Until that time, the international community should find a way to support pandemic preparedness in all settings; the absence of well-trusted functioning primary health care now results in preventable deaths and illness and the urgent need for rapid resource mobilisation.

Reshaping the Global Health Architecture

On the positive side, Member States also adopted a process to rethink the Global Health Architecture, the collective of organisations which provide support to low- and middle-income countries (LMICs) to improve health, supported by donor funding. While the WHO is the one legitimate body that can bring different initiatives and stakeholders together, the high number of actors and diverse views of Member States involved will make it a complex process.

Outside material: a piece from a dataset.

PR #1474, opened 2016-07-20
Refactor python client's commands into subparsers. Fixes #1471

### LINKED ISSUE #1471: girder_client should use subparsers for commands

Yet, what is needed is straightforward: alignment with countries' ambitions to build the basics, a strong national resilient health system, built on Primary Health Care while protecting citizens from out-of-pocket payments through Universal Health Coverage.

What is concerning is that despite a request of many Member States to include civil society, in the final version, civil society actors have been omitted from the Joint Taskforce, which will decide the recommendations. Civil society will still be consulted on the sidelines. This leaves out representatives from affected communities and humanitarian and development actors who reach those.

With increase politisation of topics within the WHO, it is likely that there will be pushback against work on Sexual and Reproductive Health and Rights as well as Climate Change. Civil society and other partners should keep a close eye on the process and ensure it delivers meaningful change.

A new strategy to put health at the centre of the economy

Only on the last day, and with little attention given to everything which is going on in the world, the new Strategy on the Economics of Health for All was adopted. While not equally ambitious following a year of negotiations as the original recommendations and reports from the World Health Organisation Commission on the Economics of Health for All, it is a positive development to see a shift in economic thinking, putting health at the heart of the economy rather than as a cost.

That said, systemic barriers to support low- and middle-income countries to invest in health, such as debt and illicit financial flows, have not been addressed in the strategy. As there is little funding behind the strategy at this point, it will be up to countries to turn it into a reality.

To support the discussion on health financing, Save the Children organised a side event and developed four asks on health financing in collaboration with the WHO Civil Society Commission, which had already over 100 organisations sign on, and was presented at a side event.

Seizing the opportunity for change

The World Health Assembly will always be a place where health is improved through “words”. So, despite global tensions, it is now up to Member States to implement decisions, speak up to protect health and turn global discussions into improvements for children’s lives in reality.